飲食 - 観光
チョロン市場の最も美味しい豆腐デザート
サイゴン(旧ホーチミン市)の人々は一年中真夏のような気候にも関わらず、暖かい豆腐デザート(タウ・フ・ノン=Tau hu nong)を食べるのが好きというところが可笑しいと思われている。この料理はアイスを入れると暖かい豆腐デザートの旨味を失うことを恐れて、あまりアイスが入らないわけだ。
砂糖シロップ入りの豆腐デザートは、南部の中国系ベトナム人が開発したとされている。大豆液がしっかりと濾過された後、凍らせるために調理される。加熱されている砂糖水に生姜を加えて仕上げたシロップを豆腐が入ったお茶碗にのせると完成。

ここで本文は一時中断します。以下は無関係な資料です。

Issue #8679, opened 2020-04-11
netdata update script deleted the netdata.conf file


yasharne:
##### Question summary
I planned to update our master netdata servers to the latest stable version (1.21.0) using the script located in `/opt/netdata/usr/libexec/netdata/netdata-updater.sh`, after the upgrading process, I noticed all files inside `/opt/netdata/etc/netdata` directory including plugins and `stream.conf` are unchanged except `netdata.conf` file which says I can download the template using 127.0.0.1:19999/netdata.conf
Is it something expected in the process of updating?
##### OS / Environment
netdata v1.20.0
##### Expected results
keep `netdata.conf` like every other config file

prologic:
> Is it something expected in the process of updating?

I'm afarid this is a bit of a know problem at the moment (See: https://github.com/netdata/netdata/issues/8531) I don't yet have a fix for this; but my plan was to make it possible for a user (_you_) to be prompted of any changes and give you an opportunity to do things like:

- take upstream
- leave mine alone
- merge differences

A bit like what the `git` and `dpkg` do.

Issue #8531, opened 2020-03-29
Static distribution overwrites edited config files, with netdata v1.20.0


dmfreemon:
[I could not figure out how to re-open a issue/bug report, so...]

I'm seeing the same issue as:

https://github.com/netdata/netdata/issues/6692

except with netdata version 1.20.0.

Bug report summary (which is the same as #6692):

When running the static version installer (bash <(curl -Ss https://my-netdata.io/kickstart-static64.sh)), which is the recommended way to update, the installer overwrites my edited netdata.conf file with its empty one.

My repo steps are exactly the same as #6692.

My version string is:
$ /opt/netdata/usr/bin/netdata -V
netdata v1.20.0-258-g182ea93b

I have confirmed this happens for (at least) these distros:

* CentOS Linux release 7.7.1908 (Core)
* Fedora 31

dmfreemon:
The automatic update script that runs via cron.daily also overwrites the netdata.conf file in the same way.

prologic:
I will get to this in the next day or two. Thanks for reporting its in my immediate backlog.

prologic:
Sorry for the delay (_other things got in the way_). I can confirm this is a bug and I can reproduce it. Here's what I know so far:

- The `kickstart_static64.sh` -- Specifically the `install_or_update.sh` script that is embedded inside the [Makeself](https://makeself.io/) archive _tries_ to copy old configs and creates a symlink called `orig`.
  - The problem with this is a) users don't seem to know about it b) it doesn't preserve the existing `netdata.conf` at all that I can find and c) its surprising behavior

I'm working on.a way to interactively preserve configuration changes on updates where you get the opportunity to do things like:

- take upstream version
- take your version
- merge and edit the result

I'm looking at what options exists that I can reuse (_depending on license_) and I know of:

- CRUX's `rejmerge` -- GPLv2
- Gentoo's `dispatch-conf` -- GPLv2
- _there are heaps of others embedded inside Linux distributions..._

Many of these tools however use the familiar `diff` and `patch` tools usually available on most systems including busybox-type systems like [uLinux](https://github.com/prologic/ulinux) where I'm testing this on...

I plan to have something testable today...

Ferroin:
Sorry for the (further) delay on this one. I should have a quick fix to avoid nuking the `netdata.conf` file some time later today, and if all goes well it should land in the nightlies within the next few days.

Ferroin:
[...]

PR #9046, opened 2020-05-14
Don't overwrite netdata.conf on update on static installs.

Ferroin:
##### Summary

The current code overwrites netdata.conf when updating a static install because we include a copy of the default empty netdata.conf in the package itself.

This removes that file from the generated package, but does not modify the install-time logic which attempts to create the file if it does not already exist (which appears to be working correctly.

##### Component Name

area/packaging

##### Test Plan

Locally built and verified that the static installer does not include `netdata.conf` in the archive anymore.

##### Additional Information

Fixes: #8531 
Fixes: #8679 

To all our users who were affected by this, sorry it took so long to fix it.

### DIFF
--- a/packaging/makeself/jobs/70-netdata-git.install.sh
+++ b/packaging/makeself/jobs/70-netdata-git.install.sh
@@ -22,6 +22,10 @@ run ./netdata-installer.sh --install "${NETDATA_INSTALL_PARENT}" \
     --dont-start-it \
     ${NULL}
 
+# Remove the netdata.conf file from the tree. It gets created at install
+# time instead.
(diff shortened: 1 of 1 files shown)


packaging/makeself/jobs/70-netdata-git.install.sh
```diff
@@ -22,6 +22,10 @@ run ./netdata-installer.sh --install "${NETDATA_INSTALL_PARENT}" \
     --dont-start-it \
     ${NULL}
 
+# Remove the netdata.conf file from the tree. It gets created at install
+# time instead.
```
prologic, line 26:
```suggestion
# Remove the netdata.conf file from the tree. It has hard-coded sensible defaults builtin.
```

サータイ市場(Xa Tay)の反対側にある暖かい豆腐のデザート屋さんはこのチョロン市場(Cho Lon)の最も美味しい砂糖シロップ入りの豆腐デザートとみられている。
屋台の持ち主の「お姉さん」は中北部クアン・ガイ省出身で、南部に出稼ぎにきたのが30年間ぐらい。中国系ベトナム人が考え出したシロップは砂糖と生姜だけだが、彼女は、食品安全の課題になるタピオカより安全で美味しい「ぶにゅっとした粒」を加えた。そして、黄色のサトウキビからの砂糖とベトナム産生姜を使うことで、鼻がとろけそうな香りが特徴的で安全なシロップが出来上がる。
この料理は暖かいものだが、食べると体が涼しく感じるといわれている。サイゴンの涼しい日に、この香ばしい豆腐一杯を食べると、やっぱりこれが寒い日にも向いているなということも分るかもしれない。